Collected data entries -
PR #554, opened 2020-11-24
Formatting

MrChico:


xwvvvvwx (approved):
🥰

rainbreak:
Were you using `logs` before this? I changed it to `formatSString` so that you can actually log strings with it.

rainbreak:
How about we have this?

- `log(bytes)` -> `formatSBytes` 
- `logs(bytes|string)` -> `formatSString`

MrChico:
Don't we need to add a `log` event to ds-test before this becomes useful? `logs` was pretty useful even when it wasn't being picked up by the custom handlers of UnitTest. It falls back to the formatting of logs given in `Format.hs`, which still looks pretty nice

MrChico:
We also need a smother failure mode for `formatSString`; it currently throws a hard error if the string is not utf8 decodable

rainbreak:
> Don't we need to add a `log` event to ds-test before this becomes useful? `logs` was pretty useful even when it wasn't being picked up by the custom handlers of UnitTest. It falls back to the formatting of logs given in `Format.hs`, which still looks pretty nice

Yes, but until we add that and the other ds-test improvements, you just need to add `event log(bytes)` to your test. The unittest handler doesn't care about the types, just the name of the event.

Right now I need something that will print human readable strings to the non-trace output so I can make sense of long tests with `logs("here we go...")` etc.

MrChico:
I see. It would be nice to merge the functionality of `formatTestLog` with the part of `Format.showTrace` that deals with logs printing. In `showTrace`, we already pretty print the contents of a log based on the abi. Then you could use `event log(string)` for your use case, and I a `log(bytes)` for mine

rainbreak:
No, you can't have both

```
event log(string);
event log(bytes);

function test_it() public {
  log("something");
}
```

this leads to `Error: No unique declaration found after argument-dependent lookup.`

MrChico:
in our two different test contract, I mean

TASK TO COMPLETE - Every line of the data above should be reproduced word for word.

TASK OUTPUT -
PR #554, opened 2020-11-24
Formatting

MrChico:


xwvvvvwx (approved):
🥰

rainbreak:
Were you using `logs` before this? I changed it to `formatSString` so that you can actually log strings with it.

rainbreak:
How about we have this?

- `log(bytes)` -> `formatSBytes` 
- `logs(bytes|string)` -> `formatSString`

MrChico:
Don't we need to add a `log` event to ds-test before this becomes useful? `logs` was pretty useful even when it wasn't being picked up by the custom handlers of UnitTest. It falls back to the formatting of logs given in `Format.hs`, which still looks pretty nice

MrChico:
We also need a smother failure mode for `formatSString`; it currently throws a hard error if the string is not utf8 decodable

rainbreak:
> Don't we need to add a `log` event to ds-test before this becomes useful? `logs` was pretty useful even when it wasn't being picked up by the custom handlers of UnitTest. It falls back to the formatting of logs given in `Format.hs`, which still looks pretty nice

Yes, but until we add that and the other ds-test improvements, you just need to add `event log(bytes)` to your test. The unittest handler doesn't care about the types, just the name of the event.

Right now I need something that will print human readable strings to the non-trace output so I can make sense of long tests with `logs("here we go...")` etc.

MrChico:
I see. It would be nice to merge the functionality of `formatTestLog` with the part of `Format.showTrace` that deals with logs printing. In `showTrace`, we already pretty print the contents of a log based on the abi. Then you could use `event log(string)` for your use case, and I a `log(bytes)` for mine

rainbreak:
No, you can't have both

```
event log(string);
event log(bytes);

function test_it() public {
  log("something");
}
```

this leads to `Error: No unique declaration found after argument-dependent lookup.`

MrChico:
in our two different test contract, I mean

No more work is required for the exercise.